Issue #4717, opened 2024-08-05
Image table contains `.ogv` videos


obulat:
## Description

Wikimedia script ingests `.ogv` video files as images. We should filter them out and probably also drop the ones we already added from the catalog database.

## Reproduction

1. Go to https://openverse.org/image/2dc93cee-34d6-4b98-a76e-92ebc8d4ae73?q=phytoplankton+bloom
2. The main image is unavailable, as are most of the related images.
3. If you go to the source, you will see that this is actually a video of `.ogv` extension.

## Additional context

These images were noticed by @sarayourfriend in #4665

sarayourfriend:
The structured data for this result on Wikimedia shows the media type as `application/ogg`.

That's actually interesting, because I don't know how you would disambiguate that from an audio file if you don't have the extension in the URL!

https://commons.wikimedia.org/w/index.php?curid=59122955

At least in this case, we do have the direct file URL and can use the extension from it.

obulat:
> That's actually interesting, because I don't know how you would disambiguate that from an audio file if you don't have the extension in the URL!

In the Wikimedia API result, this media is probably marked as image in the `mediatype` key of the response:
https://github.com/WordPress/openverse/blob/23467c8d57b593a758aac43cd20211e49a927fdb/catalog/dags/providers/provider_api_scripts/wikimedia_commons.py#L450

We [accept as image](https://github.com/WordPress/openverse/blob/23467c8d57b593a758aac43cd20211e49a927fdb/catalog/dags/providers/provider_api_scripts/wikimedia_commons.py#L145) all media that is marked as `"BITMAP"` or `"DRAWING"`. It appears that some of the media marked with those values are of `application/ogg` type, so we should be filtering them out.

sarayourfriend:
It's good to note that "image", in some metadata standards (DublinCore, for example) includes both moving and still images. Something to keep in mind, especially when interfacing with GLAM institutions that may be using terms like that in their metadata.

I'm surprised wikimedia considers those bitmaps or drawings, though 🙂 bitmap doesn't seem to me as generic as "image", though I suppose it can be if interpreted loosely, which it already is anyway!

krysal:
Code changes are prepared in #4772, and I confirmed there are 45397 of these items in Wikipedia incorrectly classified.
★ ★ ★
**EXERCISE AIM**:
Where a line of the material above holds the string "interesting", copy that line.

**REPLY TO THE EXERCISE**:
That's actually interesting, because I don't know how you would disambiguate that from an audio file if you don't have the extension in the URL!
> That's actually interesting, because I don't know how you would disambiguate that from an audio file if you don't have the extension in the URL!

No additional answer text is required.